PR #8950, opened 2022-06-14
perf(balancer) use luajit string.buffer to serialize health checker data

bungle:
### Summary

Use luajit string.buffer to serialize health checker data.


chronolaw:
Hi bungle, this `kong/resty/healthcheck.lua` is a temporary solution for events library's test. It will be removed when the original health check library migrate to new events library.

So I think we should not spend time on it, or you can create PR for  health check library but not here.

chronolaw:
I think we can still merge this feature and test it even before the health library implements this.

And it is a small change, if this file is finally removed we will have no losses.

chronolaw (approved):

PR #8951, opened 2022-06-14
fix(*) remove coroutine in access phase

fffonion:
We introduce this in
https://github.com/Kong/kong/commit/744d3b32e47323301bdbe402f9bf1cb2acbf88e8
to persist the behaviour that kong.response.exit can shortcut current
processing. Though this is also documented in PDK document, our code
doesn't seem to rely on it at all.

Opening this to see what will break and open for comments; if merged
this will be a breaking change as this is user-facing, so it can only go
in 3.0 or 4.0.

### Full changelog

* remove coroutine in access phase
* remove coroutine yield in kong.response.exit

### Issue reference

Fix #_[issue number]_

### DIFF
--- a/kong/init.lua
+++ b/kong/init.lua
@@ -110,7 +110,6 @@ local error            = error
 local ipairs           = ipairs
 local assert           = assert
 local tostring         = tostring
-local coroutine        = coroutine
 local get_last_failure = ngx_balancer.get_last_failure
 local set_current_peer = ngx_balancer.set_current_peer
 local set_timeouts     = ngx_balancer.set_timeouts
@@ -271,16 +270,15 @@ local function execute_access_plugins_iterator(plugins_iterator, ctx)
 
       setup_plugin_context(ctx, plugin)
 
-      local co = coroutine.create(plugin.handler.access)
-      local cok, cerr = coroutine.resume(co, plugin.handler, configuration)
-      if not cok then
+      local pok, perr = pcall(plugin.handler.access, plugin.handler, configuration)
+      if not pok then
         -- set tracing error
         if span then
-          span:record_error(cerr)
+          span:record_error(perr)
           span:set_status(2)
         end
 
-        kong.log.err(cerr)
+        kong.log.err(perr)
         ctx.delayed_response = {
           status_code = 500,
           content = { message  = "An unexpected error occurred" },
--- a/kong/pdk/response.lua
+++ b/kong/pdk/response.lua
@@ -27,7 +27,6 @@ local lower = string.lower
 local error = error
 local pairs = pairs
 local concat = table.concat
-local coroutine = coroutine
 local normalize_header = checks.normalize_header
 local normalize_multi_header = checks.normalize_multi_header
 local validate_header = checks.validate_header
@@ -950,7 +949,7 @@ local function new(self, major_version)
         }
 
         ctx.delayed_response_callback = flush
-        coroutine.yield()
+        return
 
       else
         return send(status, body, headers)
--- a/kong/plugins/oauth2/access.lua
+++ b/kong/plugins/oauth2/access.lua
@@ -785,7 +785,7 @@ local function issue_token(conf)
 end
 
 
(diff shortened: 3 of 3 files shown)


bungle:
@fffonion are you aware of this conversation:
https://github.com/Kong/kong/pull/8747#issuecomment-1116295665

Tieske:
code lgtm, but tests are failing. And I'd like @bungle s input on this one.

fffonion:
Test is green now, it does seem we are "unconsicously" relying on this behaviour. I did a cleanup and now it's correctly exited.

mayocream (approved):

bungle:
@fffonion was it not worth it to make response.exit to return a value, so that we could get rid of ctx.delayed_response and friends?

bungle:
Couple of things I think just to get others some context:

1. `kong.response.exit` behaves differently in `access` phase than any other phase, because on access phase it needs to collect the plugins for later phases. (a note, on stream `preread` it should do same, but there was a bug in 1.19.x.x OpenResty that prevented it)
2. the difference is that on access phase it does not call ngx.exit but sets some ngx.ctx values and yields the coroutine.

This PR wants to remove the coroutine, but this means that code like this won't work anymore as expected:

```lua
local function do_something()
  if kong.request.get_header("Dog") == "Bingo" then
    response.exit(200, "was his name")
  elseif kong.request.get_header("Dog") == "Bongo" then
    kong.response.exit(200, "was his previous name")
  end
end


local plugin = {}

fuction plugin:access()
  do_something()
  kong.response.exit(500, "wrong dog")
end
```

But with the changes here, the code needs to be written like:

```lua
local function do_something()
  if kong.request.get_header("Dog") == "Bingo" then
    return kong.response.exit(200, "was his name")
  elseif kong.request.get_header("Dog") == "Bongo" then
    return kong.response.exit(200, "was his previous name")
  end
end


local plugin = {}

fuction plugin:access()
  -- calling code doesn't know if the `do_something` did `kong.response.exit` or not.
  return do_something()
  --kong.response.exit(500, "wrong dog")
end
```

So infact it needs to be written as:

```lua
local function do_something()
  if kong.request.get_header("Dog") == "Bingo" then
    kong.response.exit(200, "was his name")
    return true
  elseif kong.request.get_header("Dog") == "Bongo" then
    kong.response.exit(200, "was his previous name")
    return true
  end
end


local plugin = {}

fuction plugin:access()
  -- calling code doesn't know if the `do_something` did `kong.response.exit` or not.
  if not do_something() then
    kong.response.exit(500, "wrong dog")
  end
end
```

There are couple of ways to solve this:

1. use coroutine.yield (which we are wanting to get rid of)
2. call `error("early exit")` inside `kong.response.exit` and handle it in core code
3. return value from `kong.response.exit` and handle it in plugin code and core code


The approach 1 is currently implemented in `master`. The `error` way you just use `error` instead of `coroutine.yield` and handle it in `access` plugin iteration (e.g. use `pcall` as this PR does and then check if error message is `"early exit"` or something distinguishable. The original code would stay the same (no need to touch e.g. that OAuth2 plugin code).

The fourth is something like this:

```lua
local function do_something()
  if kong.request.get_header("Dog") == "Bingo" then
    return response.exit(200, "was his name")
  elseif kong.request.get_header("Dog") == "Bongo" then
    return kong.response.exit(200, "was his previous name")
  end
end


local plugin = {}

fuction plugin:access()
  if do_something() ~= kong.EXITED then
    return kong.response.exit(500, "wrong dog")
  end
  return kong.EXITED
end
```

I am leaning towards `pcall` and `error(...)`. Though I am sure the last may be most performant.

hbagdi:
@fffonion Is this still required?

fffonion:
Since now we have passed 3.0, we can only postpone this to 4.0. @hbagdi Do we want to keep this open or other ways to track it?

hbagdi:
@fffonion Please open a Github Issue and add the 'breaking-change' label to it. And then close this PR out. Thanks!

PR #8953, opened 2022-06-14
refactor(handler) trying to make reconfigure more atomic (WIP)

bungle:
### Summary

Originally the `reconfigure` event was `atomic` and it was not yielding. But this caused huge spikes in latencies when new configurations where applied.

We started to add yielding in different places that happen in `reconfigure` event. It may now lead to nasty things like: new router, and old plugins iterator gets used etc. (router from new configuration and plugin iterator from old configuration).

I needed to refactor the handler so that it could at least support more atomic flip of `router` and `plugins iterator`. The balancer is still problematic as it is shared global state and a new balancer cannot currently be build behind the scenes cooperatively, and then flip it atomically together with router and plugins iterator. I asked @locao to research if that could be doable. I leave that to other PR.

### DIFF
--- a/kong/runloop/handler.lua
+++ b/kong/runloop/handler.lua
@@ -92,8 +92,8 @@ local GLOBAL_QUERY_OPTS = { workspace = ngx.null, show_ws_id = true }
 local SERVER_HEADER = meta._SERVER_TOKENS
 
 
-local STREAM_TLS_TERMINATE_SOCK = "unix:" .. ngx.config.prefix() .. "/stream_tls_terminate.sock"
-local STREAM_TLS_PASSTHROUGH_SOCK = "unix:" .. ngx.config.prefix() .. "/stream_tls_passthrough.sock"
+local STREAM_TLS_TERMINATE_SOCK = "unix:" .. kong.configuration.prefix .. "/stream_tls_terminate.sock"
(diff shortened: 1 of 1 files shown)


bungle:
(TODO: need to fix it so that it passes tests)

kong/runloop/handler.lua
```diff
@@ -70,30 +79,21 @@ local CLEAR_HEALTH_STATUS_DELAY = constants.CLEAR_HEALTH_STATUS_DELAY
...
-local stream_tls_passthrough_sock = "unix:" .. ngx.config.prefix() .. "/stream_tls_passthrough.sock"
-
--- for tests
-local _set_update_plugins_iterator
-local _set_update_router
-local _set_build_router
-local _set_router
-local _set_router_version
-local _register_balancer_events
+local STREAM_TLS_TERMINATE_SOCK = "unix:" .. ngx.config.prefix() .. "/stream_tls_terminate.sock"
```
chronolaw, line 95: We should not use `ngx.config.prefix()` now, it may not be a proper path, use `kong.configuration.prefix` instead.

See PR #9337.

catbro666: Fine, thanks for reminding.

bungle:
I will close this PR in favor of #9494.

PR #8956, opened 2022-06-15
fix(pdk) ensure that vault.init is not called multiple times

bungle:
### Summary

@ms2008 pointed on PR #8945 that we may have potential issue in Vault that init method or vault strategy (plugin) may be called multiple times. This commit makes is sure that it should not happen anymore.


jschmid1:
+1 granted tests pass

bungle:
> +1 granted tests pass

Thanks, I will make it sure they pass before merging. Thank you!

PR #8958, opened 2022-06-15
chore(db) remove schema legacy attributes

bungle:
### Summary

Removes `legacy = true` support from `schemas` and from `schema fields`.


flrgh (approved):
:+1: from a functional code change standpoint. The history of this `legacy` attribute is unknown to me, so I don't have much to say about its removal.

PR #8966, opened 2022-06-16
feat(pdk) add caching to process secrets function 

bungle:
### Summary

Originally process secrets was meant only to be used on CLI where the cache may not be available (e.g. when parsing `kong.conf`), but we decided later that process secrets could also be used on runtime for config secrets.

This commit implements similar caching that is currently enabled on config cache function to process secrets function.

This also contains two other commits that are just some cleanups and something  that I need for rotation implementation.


jschmid1 (approved):
lgtm

PR #8967, opened 2022-06-16
feat(pdk/db) kong.vault.try function and automatic secret rotation of postgres credentials

bungle:
### Summary

This PR contains three commits on top of #8966 (which is now merged):

1. feat(pdk) add kong.vault.try helper function for secret rotation: Adds experimental (for now) kong.vault.try function that can be used to implement automatic secret rotation.
2. feat(db) add automatic secret rotation of postgres username and password: Adds automatic secret rotation of postgres username and password.
3. feat(pdk) add rate-limiting to kong.vault.try function

### DIFF
--- a/CHANGELOG.md
+++ b/CHANGELOG.md
@@ -252,7 +252,7 @@
 
 #### Performance
 - Do not register unnecessary event handlers on Hybrid mode Control Plane
-nodes [#8452](https://github.com/Kong/kong/pull/8452).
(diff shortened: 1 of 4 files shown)


jschmid1 (approved):

jschmid1:
Note: we may want to change the way the `options` table is used. Instead of changing the content during runtime, we should think about using separate args that are generated from the refs lookup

# Work order
Looking only at the listing, say how many lines include "secrets"; reply with the number alone.

# Written reply
3